■ **Exercise objective**: Your task is to output the entries below word for word.

■ **Records provided**:
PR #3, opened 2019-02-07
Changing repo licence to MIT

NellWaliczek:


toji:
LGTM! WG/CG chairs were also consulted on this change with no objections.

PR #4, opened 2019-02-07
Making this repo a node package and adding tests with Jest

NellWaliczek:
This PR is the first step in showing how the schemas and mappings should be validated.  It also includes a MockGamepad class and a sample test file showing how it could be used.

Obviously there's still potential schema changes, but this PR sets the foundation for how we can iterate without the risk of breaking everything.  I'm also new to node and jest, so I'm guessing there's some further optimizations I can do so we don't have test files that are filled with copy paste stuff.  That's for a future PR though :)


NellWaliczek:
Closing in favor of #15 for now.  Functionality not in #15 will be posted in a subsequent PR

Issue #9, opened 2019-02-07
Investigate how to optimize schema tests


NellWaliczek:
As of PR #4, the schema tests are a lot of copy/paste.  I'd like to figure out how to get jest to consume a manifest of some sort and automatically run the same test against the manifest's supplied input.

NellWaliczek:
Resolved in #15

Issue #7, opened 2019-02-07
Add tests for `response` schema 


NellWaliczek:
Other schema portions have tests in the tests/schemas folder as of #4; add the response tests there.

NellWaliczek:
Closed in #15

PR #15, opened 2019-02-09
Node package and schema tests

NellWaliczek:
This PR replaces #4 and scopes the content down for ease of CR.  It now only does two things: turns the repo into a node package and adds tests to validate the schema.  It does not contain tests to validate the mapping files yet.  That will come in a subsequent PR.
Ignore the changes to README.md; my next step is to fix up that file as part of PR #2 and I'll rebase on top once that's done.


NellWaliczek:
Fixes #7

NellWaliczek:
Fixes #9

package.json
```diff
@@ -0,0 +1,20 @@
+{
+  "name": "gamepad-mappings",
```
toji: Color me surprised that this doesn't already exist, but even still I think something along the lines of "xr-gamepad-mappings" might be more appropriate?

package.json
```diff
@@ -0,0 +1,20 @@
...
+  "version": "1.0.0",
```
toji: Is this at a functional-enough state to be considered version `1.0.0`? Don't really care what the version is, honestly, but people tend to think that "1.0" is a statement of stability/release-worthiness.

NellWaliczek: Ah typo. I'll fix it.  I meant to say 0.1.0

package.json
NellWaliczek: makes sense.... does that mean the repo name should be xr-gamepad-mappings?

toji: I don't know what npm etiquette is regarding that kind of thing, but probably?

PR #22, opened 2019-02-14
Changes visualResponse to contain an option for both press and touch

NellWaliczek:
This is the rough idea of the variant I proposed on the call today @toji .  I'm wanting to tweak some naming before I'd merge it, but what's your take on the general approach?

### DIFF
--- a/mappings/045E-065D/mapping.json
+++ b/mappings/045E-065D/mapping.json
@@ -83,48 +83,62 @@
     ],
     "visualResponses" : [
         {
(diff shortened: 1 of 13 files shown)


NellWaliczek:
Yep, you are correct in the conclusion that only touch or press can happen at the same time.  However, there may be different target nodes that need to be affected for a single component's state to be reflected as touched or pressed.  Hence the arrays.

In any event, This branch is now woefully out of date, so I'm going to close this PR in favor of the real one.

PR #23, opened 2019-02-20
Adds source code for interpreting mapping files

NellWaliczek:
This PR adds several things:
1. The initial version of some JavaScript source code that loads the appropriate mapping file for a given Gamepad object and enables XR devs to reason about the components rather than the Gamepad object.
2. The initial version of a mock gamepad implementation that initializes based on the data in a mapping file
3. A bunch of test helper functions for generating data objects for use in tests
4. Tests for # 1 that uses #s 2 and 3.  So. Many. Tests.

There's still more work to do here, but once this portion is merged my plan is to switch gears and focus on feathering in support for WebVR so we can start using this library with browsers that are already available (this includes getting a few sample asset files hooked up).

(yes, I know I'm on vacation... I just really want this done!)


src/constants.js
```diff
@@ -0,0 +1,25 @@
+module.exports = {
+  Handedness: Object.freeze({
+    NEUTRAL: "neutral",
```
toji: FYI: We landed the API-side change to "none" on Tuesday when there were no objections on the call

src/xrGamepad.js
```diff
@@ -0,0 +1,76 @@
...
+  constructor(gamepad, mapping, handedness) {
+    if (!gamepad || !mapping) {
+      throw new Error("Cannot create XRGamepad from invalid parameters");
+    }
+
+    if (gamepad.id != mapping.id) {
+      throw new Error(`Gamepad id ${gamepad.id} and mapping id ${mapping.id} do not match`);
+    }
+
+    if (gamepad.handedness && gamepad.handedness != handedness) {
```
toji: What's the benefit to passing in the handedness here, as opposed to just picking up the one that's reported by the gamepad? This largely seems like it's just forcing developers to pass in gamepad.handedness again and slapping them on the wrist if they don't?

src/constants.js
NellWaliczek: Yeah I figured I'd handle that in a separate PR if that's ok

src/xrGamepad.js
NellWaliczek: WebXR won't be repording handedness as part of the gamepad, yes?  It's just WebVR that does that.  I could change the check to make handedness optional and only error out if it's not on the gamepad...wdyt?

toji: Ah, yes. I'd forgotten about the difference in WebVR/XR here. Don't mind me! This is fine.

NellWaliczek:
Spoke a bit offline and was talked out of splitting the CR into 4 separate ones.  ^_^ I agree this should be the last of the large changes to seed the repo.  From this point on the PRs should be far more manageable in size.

■ **Answer below**:
PR #3, opened 2019-02-07
Changing repo licence to MIT

NellWaliczek:


toji:
LGTM! WG/CG chairs were also consulted on this change with no objections.

PR #4, opened 2019-02-07
Making this repo a node package and adding tests with Jest

NellWaliczek:
This PR is the first step in showing how the schemas and mappings should be validated.  It also includes a MockGamepad class and a sample test file showing how it could be used.

Obviously there's still potential schema changes, but this PR sets the foundation for how we can iterate without the risk of breaking everything.  I'm also new to node and jest, so I'm guessing there's some further optimizations I can do so we don't have test files that are filled with copy paste stuff.  That's for a future PR though :)


NellWaliczek:
Closing in favor of #15 for now.  Functionality not in #15 will be posted in a subsequent PR

Issue #9, opened 2019-02-07
Investigate how to optimize schema tests


NellWaliczek:
As of PR #4, the schema tests are a lot of copy/paste.  I'd like to figure out how to get jest to consume a manifest of some sort and automatically run the same test against the manifest's supplied input.

NellWaliczek:
Resolved in #15

Issue #7, opened 2019-02-07
Add tests for `response` schema 


NellWaliczek:
Other schema portions have tests in the tests/schemas folder as of #4; add the response tests there.

NellWaliczek:
Closed in #15

PR #15, opened 2019-02-09
Node package and schema tests

NellWaliczek:
This PR replaces #4 and scopes the content down for ease of CR.  It now only does two things: turns the repo into a node package and adds tests to validate the schema.  It does not contain tests to validate the mapping files yet.  That will come in a subsequent PR.
Ignore the changes to README.md; my next step is to fix up that file as part of PR #2 and I'll rebase on top once that's done.


NellWaliczek:
Fixes #7

NellWaliczek:
Fixes #9

package.json
```diff
@@ -0,0 +1,20 @@
+{
+  "name": "gamepad-mappings",
```
toji: Color me surprised that this doesn't already exist, but even still I think something along the lines of "xr-gamepad-mappings" might be more appropriate?

package.json
```diff
@@ -0,0 +1,20 @@
...
+  "version": "1.0.0",
```
toji: Is this at a functional-enough state to be considered version `1.0.0`? Don't really care what the version is, honestly, but people tend to think that "1.0" is a statement of stability/release-worthiness.

NellWaliczek: Ah typo. I'll fix it.  I meant to say 0.1.0

package.json
NellWaliczek: makes sense.... does that mean the repo name should be xr-gamepad-mappings?

toji: I don't know what npm etiquette is regarding that kind of thing, but probably?

PR #22, opened 2019-02-14
Changes visualResponse to contain an option for both press and touch

NellWaliczek:
This is the rough idea of the variant I proposed on the call today @toji .  I'm wanting to tweak some naming before I'd merge it, but what's your take on the general approach?

### DIFF
--- a/mappings/045E-065D/mapping.json
+++ b/mappings/045E-065D/mapping.json
@@ -83,48 +83,62 @@
     ],
     "visualResponses" : [
         {
(diff shortened: 1 of 13 files shown)


NellWaliczek:
Yep, you are correct in the conclusion that only touch or press can happen at the same time.  However, there may be different target nodes that need to be affected for a single component's state to be reflected as touched or pressed.  Hence the arrays.

In any event, This branch is now woefully out of date, so I'm going to close this PR in favor of the real one.

PR #23, opened 2019-02-20
Adds source code for interpreting mapping files

NellWaliczek:
This PR adds several things:
1. The initial version of some JavaScript source code that loads the appropriate mapping file for a given Gamepad object and enables XR devs to reason about the components rather than the Gamepad object.
2. The initial version of a mock gamepad implementation that initializes based on the data in a mapping file
3. A bunch of test helper functions for generating data objects for use in tests
4. Tests for # 1 that uses #s 2 and 3.  So. Many. Tests.

There's still more work to do here, but once this portion is merged my plan is to switch gears and focus on feathering in support for WebVR so we can start using this library with browsers that are already available (this includes getting a few sample asset files hooked up).

(yes, I know I'm on vacation... I just really want this done!)


src/constants.js
```diff
@@ -0,0 +1,25 @@
+module.exports = {
+  Handedness: Object.freeze({
+    NEUTRAL: "neutral",
```
toji: FYI: We landed the API-side change to "none" on Tuesday when there were no objections on the call

src/xrGamepad.js
```diff
@@ -0,0 +1,76 @@
...
+  constructor(gamepad, mapping, handedness) {
+    if (!gamepad || !mapping) {
+      throw new Error("Cannot create XRGamepad from invalid parameters");
+    }
+
+    if (gamepad.id != mapping.id) {
+      throw new Error(`Gamepad id ${gamepad.id} and mapping id ${mapping.id} do not match`);
+    }
+
+    if (gamepad.handedness && gamepad.handedness != handedness) {
```
toji: What's the benefit to passing in the handedness here, as opposed to just picking up the one that's reported by the gamepad? This largely seems like it's just forcing developers to pass in gamepad.handedness again and slapping them on the wrist if they don't?

src/constants.js
NellWaliczek: Yeah I figured I'd handle that in a separate PR if that's ok

src/xrGamepad.js
NellWaliczek: WebXR won't be repording handedness as part of the gamepad, yes?  It's just WebVR that does that.  I could change the check to make handedness optional and only error out if it's not on the gamepad...wdyt?

toji: Ah, yes. I'd forgotten about the difference in WebVR/XR here. Don't mind me! This is fine.

NellWaliczek:
Spoke a bit offline and was talked out of splitting the CR into 4 separate ones.  ^_^ I agree this should be the last of the large changes to seed the repo.  From this point on the PRs should be far more manageable in size.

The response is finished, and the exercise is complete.